= Beginning of Section =

PR #4713, opened 2025-01-09
Adding bellows.

MistakeNot4892:
## Description of changes
Adds a (mappable only) bellows that can boost the temperature of fire sources directly east of it by 25%.

Useful prop for forging/smelting. Icon's great.

## Authorship
Code is mine, icon is @PlayerDeer.

## Changelog
Nothing player-facing.


code/game/objects/structures/fires.dm
```diff
@@ -386,7 +388,9 @@
 		return 0
 	var/ambient_temperature = get_ambient_temperature(absolute = TRUE)
 	// The effective burn temperature can't go below ambient (no cold flames) or above the actual burn temperature.
-	return clamp((last_fuel_burn_temperature - T0C) * draught_mult + T0C, ambient_temperature, last_fuel_burn_temperature)
+	. = clamp((last_fuel_burn_temperature - T0C) * draught_mult + T0C, ambient_temperature, last_fuel_burn_temperature)
+	if(bellows_oxygenation)
+		. = round(. * 1.25) // Burns 25% hotter while oxygenated.
```
out-of-phaze: this will result in it being ~68C hotter because it's applied after `+ T0C`. the oxygenation should maybe go in `get_draught_multiplier()`?

out-of-phaze (changes requested):

code/game/objects/structures/fires.dm
```diff
@@ -308,7 +310,9 @@
 	return ..()
 
 /obj/structure/fire_source/proc/get_draught_multiplier()
-	return has_draught ? draught_values[draught_values[current_draught]] : 1
+	. = has_draught ? draught_values[draught_values[current_draught]] : 1
+	if(bellows_oxygenation)
+		. += 0.25 // Burns 25% hotter while oxygenated.
```
out-of-phaze: i thought it would be * 1.25, because this means that closing the draught won't work while the bellows is going

out-of-phaze (changes requested):

code/game/objects/structures/fires.dm
MistakeNot4892: I figured it was air getting pumped in via the bellows, not via the draught.

out-of-phaze: that's a good point then tbh. i feel like we'd want closing the draught to turn it off entirely though, for ux reasons

out-of-phaze (approved):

= End of Section =

Task details — Type out exactly the span of lines from the one with "## Description of changes" to the end of the material above, counting both end lines, and nothing else.

Answer section —
## Description of changes
Adds a (mappable only) bellows that can boost the temperature of fire sources directly east of it by 25%.

Useful prop for forging/smelting. Icon's great.

## Authorship
Code is mine, icon is @PlayerDeer.

## Changelog
Nothing player-facing.


code/game/objects/structures/fires.dm
```diff
@@ -386,7 +388,9 @@
 		return 0
 	var/ambient_temperature = get_ambient_temperature(absolute = TRUE)
 	// The effective burn temperature can't go below ambient (no cold flames) or above the actual burn temperature.
-	return clamp((last_fuel_burn_temperature - T0C) * draught_mult + T0C, ambient_temperature, last_fuel_burn_temperature)
+	. = clamp((last_fuel_burn_temperature - T0C) * draught_mult + T0C, ambient_temperature, last_fuel_burn_temperature)
+	if(bellows_oxygenation)
+		. = round(. * 1.25) // Burns 25% hotter while oxygenated.
```
out-of-phaze: this will result in it being ~68C hotter because it's applied after `+ T0C`. the oxygenation should maybe go in `get_draught_multiplier()`?

out-of-phaze (changes requested):

code/game/objects/structures/fires.dm
```diff
@@ -308,7 +310,9 @@
 	return ..()
 
 /obj/structure/fire_source/proc/get_draught_multiplier()
-	return has_draught ? draught_values[draught_values[current_draught]] : 1
+	. = has_draught ? draught_values[draught_values[current_draught]] : 1
+	if(bellows_oxygenation)
+		. += 0.25 // Burns 25% hotter while oxygenated.
```
out-of-phaze: i thought it would be * 1.25, because this means that closing the draught won't work while the bellows is going

out-of-phaze (changes requested):

code/game/objects/structures/fires.dm
MistakeNot4892: I figured it was air getting pumped in via the bellows, not via the draught.

out-of-phaze: that's a good point then tbh. i feel like we'd want closing the draught to turn it off entirely though, for ux reasons

out-of-phaze (approved):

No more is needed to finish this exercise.